*WHAT YOU NEED TO DO:* Pull every line containing "through" from the entries.

=== Begin Enclosure ===

PR #159, opened 2026-07-02
feat: default transport for logos chat client

kaichaosun:
Makes logos-delivery the transport baked into LogosChatClient,
- LogosChatClient is no longer generic over transport, instead it takes `tcp_port` and `preset` and starts the EmbeddedP2pDeliveryService internally.
- components::EmbeddedP2pDeliveryService now implements Transport directly (in crates/client/src/logos.rs), so bin/chat-cli no longer needs its own P2pTransport newtype wrapper.
- update `chat-cli` to use logos chat client when fit

### DIFF
--- a/bin/chat-cli/Cargo.toml
+++ b/bin/chat-cli/Cargo.toml
@@ -9,9 +9,8 @@ path = "src/main.rs"
 
 [dependencies]
 # Workspace dependencies (sorted)
-components = { workspace = true , features = ["embedded_p2p_delivery"]}
 crossbeam-channel = { workspace = true }
-logos-chat = { workspace = true }
+logos-chat = { workspace = true, features = ["embedded-p2p-delivery"] }
 
 # External dependencies (sorted)
 anyhow = "1.0"
--- a/bin/chat-cli/src/main.rs
+++ b/bin/chat-cli/src/main.rs
@@ -9,29 +9,10 @@ use anyhow::{Context, Result};
 use clap::{Parser, ValueEnum};
 use crossbeam_channel::Receiver;
 use logos_chat::{
-    ChatClient, ChatStore, Event, IdentityProvider, LogosChatClient, RegistrationService, Transport,
+    ChatClient, ChatClientBuilder, ChatStore, DelegateSigner, Event, HttpRegistry,
+    IdentityProvider, LogosChatClient, NETWORK_PRESET, REGISTRY_ENDPOINT, RegistrationService,
+    StorageConfig, Transport,
 };
-
-use components::{EmbeddedP2pDeliveryService, P2pConfig};
-
-#[derive(Debug)]
-struct P2pTransport(EmbeddedP2pDeliveryService);
-
-impl logos_chat::DeliveryService for P2pTransport {
-    type Error = <EmbeddedP2pDeliveryService as logos_chat::DeliveryService>::Error;
-    fn publish(&mut self, envelope: logos_chat::AddressedEnvelope) -> Result<(), Self::Error> {
-        self.0.publish(envelope)
-    }
-    fn subscribe(&mut self, addr: &str) -> Result<(), Self::Error> {
-        self.0.subscribe(addr)
-    }
-}
-
-impl logos_chat::Transport for P2pTransport {
-    fn inbound(&mut self) -> crossbeam_channel::Receiver<Vec<u8>> {
-        self.0.inbound_queue()
-    }
-}
 
 use app::ChatApp;
 
@@ -62,9 +43,10 @@ struct Cli {
     db: Option<PathBuf>,
 
     // ── logos-delivery transport options ──────────────────────────────────────
-    /// logos-delivery network preset (e.g. `logos.dev`).
-    #[arg(long, default_value = "logos.dev")]
-    preset: String,
+    /// logos-delivery network preset (e.g. `logos.dev`). When omitted, the
+    /// preconfigured network preset is used.
+    #[arg(long)]
+    preset: Option<String>,
 
     /// TCP port for the embedded logos-delivery node.
     #[arg(long, default_value_t = 60000)]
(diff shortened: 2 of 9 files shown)


bin/chat-cli/src/main.rs
```diff
@@ -91,47 +73,66 @@ fn main() -> Result<()> {
...
+        // The file transport is a local-only path: it reuses the Logos service
+        // stack (delegate identity, HTTP registry, encrypted storage) but swaps
+        // the transport, so it builds a client directly instead of going through
+        // `LogosChatClient`.
         TransportKind::File => {
             let transport_dir = cli.data.join("transport");
             let transport = transport::file::FileTransport::new(&transport_dir)
                 .context("failed to create file transport")?;
-            run(transport, &cli)
-        }
```
jazzz, line 100: [Pebble] Remove `TransportKind::File` all together.

Keeping TransportKind::File will result in interop issues and broken conversations with other clients. The CliApp registers keybundles publically however the client is not routable, as it uses an isolated delivery service. When Account persistence is added this mean that any Account which uses File transport will be in a broken state.

bin/chat-cli/Cargo.toml
```diff
@@ -9,9 +9,8 @@ path = "src/main.rs"
 
 [dependencies]
 # Workspace dependencies (sorted)
-components = { workspace = true , features = ["embedded_p2p_delivery"]}
 crossbeam-channel = { workspace = true }
-logos-chat = { workspace = true }
+logos-chat = { workspace = true, features = ["logos-delivery"] }
```
jazzz: [Sand] We should reserve `logos-delivery` for the default use case which is logos-delivery+ logos-core. Use `embedded-p2p-delivery`

crates/client/src/lib.rs
```diff
@@ -1,17 +1,21 @@
 mod builder;
 mod client;
+mod config;
 mod delegate;
 mod delivery_in_process;
 mod errors;
 mod event;
+#[cfg(feature = "logos-delivery")]
 mod logos;
```
jazzz: [Sand] This feature name does not reflect it's purpose. Enabling `logos-delivery` compiles LogosChatClient, which is a bigger change than enabling logos core.

crates/client/src/lib.rs
```diff
@@ -1,17 +1,21 @@
...
 
 pub use builder::{ChatClientBuilder, Unset};
 pub use client::{ChatClient, Transport};
+pub use config::{NETWORK_PRESET, REGISTRY_ENDPOINT};
 pub use delegate::DelegateSigner;
 pub use delivery_in_process::{InProcessDelivery, MessageBus};
 pub use errors::ClientError;
 pub use event::{Event, MessageSender};
+#[cfg(feature = "logos-delivery")]
 pub use logos::LogosChatClient;
```
jazzz, line 19: [Pebble] Conditional compilation attribute is the wrong tool here.

This feature gate solely builds and exposes `LogosChatClient`. It does not alter code paths, or have any impacts on the existing `client` crate. In this case if conditional compilation is desired, use a separate crate - it's what its designed for. 

Conditional compilation attributes are useful when the core structure of an object needs to be altered. Or when controlling what is exposed through a support library to keep build sizes small.

Hiding the primary entry point for developers behind a feature gate, adds complexity and maintenance issues in applications `cargo.toml`. 99% of developers should exclusively be using LogosChatClient, and it should be the easiest path to use.

Exposing primary entrypoints via features:
- Means most developers will attempt to use Client api, as thats the easiest path.
- Makes documentation difficult.
- Its hard to link developers to code and apis

crates/client/src/logos.rs
```diff
@@ -1,52 +1,69 @@
...
+    /// is a per-client local resource, so all three are caller-supplied — never
+    /// baked into the library.
     pub fn open(
-        transport: T,
         db_path: impl Into<String>,
         db_key: impl Into<String>,
+        tcp_port: u16,
+        preset: Option<&str>,
         registry_url: Option<&str>,
     ) -> Result<(Self, Receiver<Event>), ClientError> {
```
jazzz, line 59: Removing transport from this constructor is smart. Love it. Being opinionated makes it easier on developers.

I'd like to see this be even more opinionated.

[Sand] Remove as many parameters as possible. Or use either a builder pattern or a mutable  DebugConfig object to reduce strain on developers. 

`registry_url`: Using anything other than the default would lead to fragmentation and inconsistent state within an openmls/accounts. Don'y allow developers to custom this value

`tcp_port`: Is there a need to make developers choose this? Can't the implementation choose a default?

`db_path`: I get why this is needed, but this is a footgun for developers. Favor user defined directories with deterministic filenames such that only one database ever exists for a signer app instance

`preset`: Developers choosing this value would corrupt state. KeyPackages are published to a shared location however commit messages are isolated to different networks.

At this point the key priority is maintaining interop between all clients and all applications. Developer customizations can come later when a need arises

jazzz: The high level issue is that removing  `transport` in the constructor results in developers having to make more choices, not less. 

Its easy enough to provide a function `create_default_transport()` which means that app developers can be hidden from these details. By flattening it, yet adding new transport specific parameters adds more cognitive load on developers rather than less.

jazzz (approved):
As LogosChatClient is intended to be the primary entry point for developers, I think there is some more work needed to make this developer ready. 

Specifically:
- Focusing on easier and simpler to use API, rather than more flexible options.
- Eliminating footguns that lead to Fragmentation, and interop failures.
- Moving to a separate crate to make imports, examples and documentation easier.

I won't expressly block this PR, as I understand this is a work in progress. However I don't think this PR brings us closer to our goals. I think its optimizing for options and flexibility rather than the app developer experience.

bin/chat-cli/src/main.rs
kaichaosun: Got it, but It's out of scope of this PR targeted.
The file transport for local test needs a better story, and it deserve its own focus.

crates/client/src/lib.rs
kaichaosun: Good point, though split to different crate is not good, as the current crate already called `logos-chat`, I need to think more before make any meaningful changes.

crates/client/src/logos.rs
kaichaosun: Future PRs will further target improve dev experience.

=== End Enclosure ===

*ANSWER TO THIS TASK:*
+        // the transport, so it builds a client directly instead of going through
Conditional compilation attributes are useful when the core structure of an object needs to be altered. Or when controlling what is exposed through a support library to keep build sizes small.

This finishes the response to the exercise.